July 30, 2012

Techbits #19: How can an XSD be constructed from an XML?

You have an XML file but do not have its schema definition (XSD). Now, you would like to get your hands on one of its possible XSDs. What do you do?

Helpful information on how to generate XSD from XML can be found at http://www.dotkam.com/2008/05/28/generate-xsd-from-xml/. This would be useful in getting you started when you encounter any necessity to build and provide schema definitions for XML files.

Specifically, "trang" is the open source utility, located at http://www.thaiopensource.com/relaxng/trang.html, that does the job fairly good enough. Note that there're other utilities as well but many of them are commercial.

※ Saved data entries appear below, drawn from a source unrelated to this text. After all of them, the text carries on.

PR #1569, opened 2023-11-01
solution

yevtok:


src/arrayMethodSort.js
```diff
@@ -4,9 +4,22 @@
  * Implement method Sort
  */
 function applyCustomSort() {
-  [].__proto__.sort2 = function(compareFunction) {
-    // write code here
-  };
+  [].__proto__.sort2
+  = function(compareFunction
+    = (a, b) => String(a) > String(b) ? 1 : -1) {
```
polosanya, line 9: Don't linebreak the assignment. Also, it would be great to create a default compare function and use it here

polosanya (changes requested):

roman-mirzoian (approved):
Well done 🔥

PR #1570, opened 2023-11-02
made solution for sorting method

MrHunterBoi:


src/arrayMethodSort.js
```diff
@@ -4,9 +4,29 @@
...
 function applyCustomSort() {
-  [].__proto__.sort2 = function(compareFunction) {
-    // write code here
-  };
+  const SORTED = 1;
+  const NOT_SORTED = -1;
+  const MEDIUM = 0;
+
+  [].__proto__.sort2
+  = function(compareFunction = (
```
polosanya, line 12: Don't linebreak the assignment

src/arrayMethodSort.js
```diff
@@ -4,9 +4,29 @@
...
+      (el1, el2) => el1.toString() >= el2.toString() ? SORTED : NOT_SORTED)
```
polosanya, line 13: Let's create a separate default function and use it here

polosanya (changes requested):
Nice! Let's improve your code a bit)

MrHunterBoi:
Oh, thanks for the advice, changed code c:

polosanya (approved):
Great!

PR #1572, opened 2023-11-06
Sort method solution

ruslanagnatenko:


yefimov77 (approved):

src/arrayMethodSort.js
```diff
@@ -3,9 +3,42 @@
 /**
  * Implement method Sort
  */
+
+const compareStrings = (previous, current) => {
+  const prev = previous.toString();
+  const curr = current.toString();
```
ArtemTeslenko, line 9: do not use contraction when naming

src/arrayMethodSort.js
```diff
@@ -3,9 +3,42 @@
...
+
+    for (let j = this.length; !sorted; j--) {
+      sorted = true;
+
+      for (let i = 1; i < j; i++) {
+        const prev = this[i - 1];
+        const current = this[i];
+
+        if (compareFunction(prev, current) > 0) {
+          sorted = false;
```
ArtemTeslenko, line 34: if on some iteration compare function return <= 0, then you will not return to the loop and stop sorting, maybe change condition of loop interrupting on 26 line to iterate by the whole array

ArtemTeslenko (changes requested):
Good job) Please see comments

src/arrayMethodSort.js
```diff
@@ -3,9 +3,46 @@
...
+  }
+
+  return -1;
+};
+
 function applyCustomSort() {
-  [].__proto__.sort2 = function(compareFunction) {
-    // write code here
+  [].__proto__.sort2 = function(compareFunction = compareStrings) {
+    let sorted;
```
artemforsoff, line 24: it is better to always assign a value to a variable
`let sorted = false;`
so that the programmer working with this code in the future will understand what is in the variable from the start

artemforsoff (changes requested):
Good job, fix latest remarks

artemforsoff (approved):

PR #1573, opened 2023-11-06
Solution

zaura333:


src/arrayMethodSort.js
```diff
@@ -4,9 +4,42 @@
  * Implement method Sort
  */
 function applyCustomSort() {
-  [].__proto__.sort2 = function(compareFunction) {
+  [].__proto__.sort2 = function(compareFunction = compareStrings) {
     // write code here
+    let counter;
+
+    do {
+      counter = 0;
```
jacekkosiba, line 12: since this variable is not really counting (it's value is either 0 or 1) I would suggest changing the name to something like isSorting, and using boolean values (true / false) instead of 0 / 1

src/arrayMethodSort.js
```diff
@@ -4,9 +4,42 @@
...
+          counter++;
+        }
+      }
+    } while (counter > 0);
+
+    return this;
   };
 }
 
+function compareStrings(a, b) {
```
jacekkosiba, line 30: the definition of this function should probably be placed inside the sort2() method, so that the method does not depend on any external functions

jacekkosiba (changes requested):
Just two minor changes and it's perfect in my opinion :)

jacekkosiba (approved):

jacekkosiba (approved):

src/arrayMethodSort.js
```diff
@@ -4,9 +4,42 @@
...
+        const a = this[i];
+        const b = this[i + 1];
+
+        if (compareFunction(a, b) > 0) {
+          this[i] = b;
+          this[i + 1] = a;
+          isSorting = true;
+        }
+      }
+    } while (isSorting === true);
```
mvjl000, line 24: Keep in mind that you do this as well:
```suggestion
    } while (isSorting);
```

mvjl000 (approved):
Nailed it! 🚀

PR #1575, opened 2023-11-06
add task solution

ksyvvkaa:


mykhailoyurkovskyi (approved):
Cool👍👌

artemforsoff (approved):
good solution 
I liked the default function in param 🔥

PR #1577, opened 2023-11-07
solution

jacekkosiba:


src/arrayMethodSort.js
```diff
@@ -5,7 +5,48 @@
...
+          return 1;
+        }
+
+        if (_b > _a) {
+          return -1;
+        }
+
+        return 0;
+      };
+    }
```
Patrykmclaren14, line 28: You can move these lines of code to the new function; that way, the code will be clearer.

Patrykmclaren14 (approved):
The code is good and works properly. My comment is just a suggestion based on how I see the solution.

src/arrayMethodSort.js
```diff
@@ -5,7 +5,48 @@
...
+
+    // variable for do while loop
+    let sorting;
```
JoyCoffeeAddict, line 31: the only change I would do is to rename `let sorting` to `let isSorted`. Basically, for booleans we use prefixes `is` or `has` and then a verb in past tense. reade more [here](https://dev.to/michi/tips-on-naming-boolean-variables-cleaner-code-35ig)

JoyCoffeeAddict (approved):
Great work!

Note that there are tools available online that require you to upload an XML file, which will then be processed after which its XSD can be downloaded. However, this approach poses security risks and cannot be used in the case of files carrying sensitive content. This becomes all the more critical in the case of any files related to your work as it could become a corporate violation. As such, this word of caution of not using online tools for official work has to be kept in mind at all times.

July 21, 2012

Techbits #18: Editing ClearCase files from Windows leads to ^M characters?

A common problem reported by developers accessing ClearCase VOBs/views from Windows is that the edited text files (like source code, scripts, configuration files etc.) contain Ctrl+M (^M) characters when they are checked-in eventually (or) when transferred to Unix-based servers like Solaris or Linux. This could lead to further build problems.

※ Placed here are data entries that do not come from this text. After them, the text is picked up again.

PR #1578, opened 2023-11-07
Solution

Patrykmclaren14:


src/arrayMethodSort.js
```diff
@@ -3,9 +3,43 @@
 /**
  * Implement method Sort
  */
+
+function compareAsString(a, b) {
```
zaura333, line 7: You could consider moving this function into the scope of sort2 function to avoid making sort2 dependent on external functions.

src/arrayMethodSort.js
```diff
@@ -3,9 +3,43 @@
...
+  }
+
+  return 0;
+}
+
 function applyCustomSort() {
-  [].__proto__.sort2 = function(compareFunction) {
-    // write code here
+  [].__proto__.sort2 = function(compareFunction = compareAsString) {
+    let count;
```
zaura333, line 25: Naming this variable something like isSorting would make it role more clear

zaura333 (approved):
Good job! I'm passing down two comments I got on my (basically identical) solution, and think are worth considering.

src/arrayMethodSort.js
mvjl000: I totally agree here. It would also make sense to keep a boolean value here ;)

src/arrayMethodSort.js
mvjl000: I honestly think it can be the way it is.

mvjl000 (changes requested):
Very good solution 👍 
Just one small thing to change

mvjl000 (approved):
Flawless 🫶🏼

PR #1580, opened 2023-11-08
add task solution

kate-prakofyeva:


bertsu02 (approved):
Seems clean to me, well done

src/arrayMethodSort.js
```diff
@@ -5,7 +5,24 @@
  */
 function applyCustomSort() {
   [].__proto__.sort2 = function(compareFunction) {
-    // write code here
+    const length = this.length - 1;
+
+    for (let i = 0; i < length; i++) {
+      for (let j = 0; j < length - i; j++) {
+        const isCallback = compareFunction
```
JoyCoffeeAddict, line 12:
```suggestion
        const isCallback = compareFunction !== undefined && compareFunction !== null 
```

This makes it more readable, (because your solution looks like you coould pass a boolean as a compareFunction) you can also check if `typeof compareFunction === "function"`
This way you will guarantee that `compareFunction` is indeed a defined function. You can then move this check into separate variable like 
`const isCompareFunction = compareFunction !== undefined && compareFunction !== null  && typeof compareFunction === "function"`

then rename `isCallback` because the value of this variable means if we need to swap two numbers in an array

JoyCoffeeAddict (changes requested):
Almost perfect. 
But, if you have time, try to read about different sorting algorithms. Here you used a bubble sort. Fun fact, JS `Array.prototype.sort` is implemented with [quick sort](https://www.algorytm.edu.pl/algorytmy-maturalne/quick-sort.html) [funny quick sort video](https://www.youtube.com/watch?v=3San3uKKHgg)

src/arrayMethodSort.js
kate-prakofyeva: done

JoyCoffeeAddict (approved):

PR #1583, opened 2023-11-10
Develop

mixelio:


src/arrayMethodSort.js
```diff
@@ -4,8 +4,34 @@
...
+          const a = '' + this[i];
+          const b = '' + this[j];
+          const change = this[i];
+
+          if (a > b) {
+            this[i] = this[j];
+            this[j] = change;
+          }
+        }
+      }
```
nazarmatsevych, line 20: Create a separate function and inside compare values as strings and use this function as a default value for compareFunction

nazarmatsevych (changes requested):

src/arrayMethodSort.js
```diff
@@ -4,8 +4,32 @@
...
+        const a = '' + this[i];
+        const b = '' + this[j];
+        const change = this[i];
+
+        if (a > b) {
+          this[i] = this[j];
+          this[j] = change;
+        }
+      }
+    }
```
nazarmatsevych, line 19:
```
        const aStr = a.toString();
        const bStr = b.toString();

        if (aStr < bStr) {
          return -1;
        }

        if (aStr > bStr) {
          return 1;
        }

        return 0;
      };
```

I meant something like this. And then we can set this defaultCompareFunction as a default value for our function or event easier we can do like below:
`compareFunction = (a, b) => a.toString() > b.toString()`

nazarmatsevych (changes requested):

etojeDenys (approved):
good job

PR #1593, opened 2023-11-16
Develop

FIREDAN99:


src/arrayMethodSort.js
```diff
@@ -5,7 +5,35 @@
  */
 function applyCustomSort() {
   [].__proto__.sort2 = function(compareFunction) {
```
etojeDenys, line 7: you can add here the default parametr
image

compareFunciton = defaultCompareFunction

etojeDenys (changes requested):

PR #329, opened 2021-09-14
:mortar_board: Topic23 Finding and/or removing the max

jameshughes89:
### Related Issues or PRs
Just references #327 

### What
Explain how finding and/or removing the maximum value is nearly the same as finding and/or removing the minimum

### Where
Right under the details for minimum.


twentylemon:
Waiting on #327 before review. This section may be able to be reduced to the single unified case.

twentylemon (approved):

PR #332, opened 2021-09-16
:mortar_board: Topic23 General remove from a binary search tree

jameshughes89:
### What
Explain a general remove from a binary search tree. 
Show examples

### Why
In the past, we skipped this topic in 102, but why not? I really don't think this is "too much".

### Additional Notes
One of the images was wrong, whish is terrible since I have used these images for years.


jameshughes89:
image only partially fixed... working on it.

jameshughes89:
OK, now it should be good.

src/site/topic23.rst
```diff
@@ -277,6 +277,56 @@ Max & Remove Max
 General Remove
 --------------
 
+* A general remove is a little more complex than the remove min or max
+
+.. image:: img/binarysearchtree_removeuh.png
+   :width: 500 px
+   :align: center
```
twentylemon, line 284: Think the complexity would be illustrated better if there were multiple child nodes on the node being removed, it's pretty clear in this example you'd just do `left.parent = this.parent`.

twentylemon (commented):
> In the past, we skipped this topic in 102, but why not? I really don't think this is "too much".

With how little of the algorithm is presented here, I'd probably argue generalized remove is a little outside the scope of the course. I think I'd prefer to see, in order of preference:
* the section introduce the problem, then say it's outside the scope of this course
* more details on the actual algorithm as an aside, and trim down this section
* no real changes, but `remove(T)` as an assignment

jameshughes89:
> * more details on the actual algorithm as an aside, and trim down this section

It will be presented in the _Linked Binary Search Tree_ section that follows.

twentylemon:
> > * more details on the actual algorithm as an aside, and trim down this section
> 
> It will be presented in the _Linked Binary Search Tree_ section that follows.

All right. I'll reserve judgement until then.

I'd still like to see the image changed (the other PR comment).

jameshughes89:
> > > * more details on the actual algorithm as an aside, and trim down this section
> > 
> > 
> > It will be presented in the _Linked Binary Search Tree_ section that follows.
> 
> All right. I'll reserve judgement until then.
> 
> I'd still like to see the image changed (the other PR comment).

Already changed it locally, will push tomorrow. I recoloured the one leaf and made it _remove 26_ (root)

twentylemon (approved):

PR #333, opened 2021-09-20
:art: :telescope::lipstick: Topic23 Resize images for remove 

jameshughes89:
### Related Issues or PRs
Fixes bad sizes of images from #332 

### What
Resize the images of a single tree to 250 to match all others

### Why
Too big and ugly.

### DIFF
--- a/src/site/topic23.rst
+++ b/src/site/topic23.rst
@@ -280,7 +280,7 @@ General Remove
 * A general remove is a little more complex than the remove min or max
 
 .. image:: img/binarysearchtree_removeuh.png
-   :width: 500 px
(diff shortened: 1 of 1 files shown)


src/site/topic23.rst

Most people try to get around this issue by replacing the additional Ctrl+M characters in the files on the Unix machines by using commands like "dos2unix" or "sed 's/^M$//g' ...". However, the issue has to be fixed at the source (editing in the first place) and not at the destination.

How to then fix the problem? By setting the file type properly in your text editor and ensuring that the file type is retained correctly in case of existing file edits. If your text editor (like Notepad or Wordpad) does not support setting these properties, you should consider switching to something else.

If you're using Notepad++, then this can be specified by following Settings >> Preferences >> New Document/Default Directory and setting the parameter "Format" to "Unix". Note that Notepad++ needs to be restarted to effectuate the change. Once restarted, you can verify by seeing UNIX in the status bar. In a similar manner, if you’re editing any existing UNIX-based text files, the status bar will show UNIX.

Similar options can be found in standard IDEs like Eclipse and others.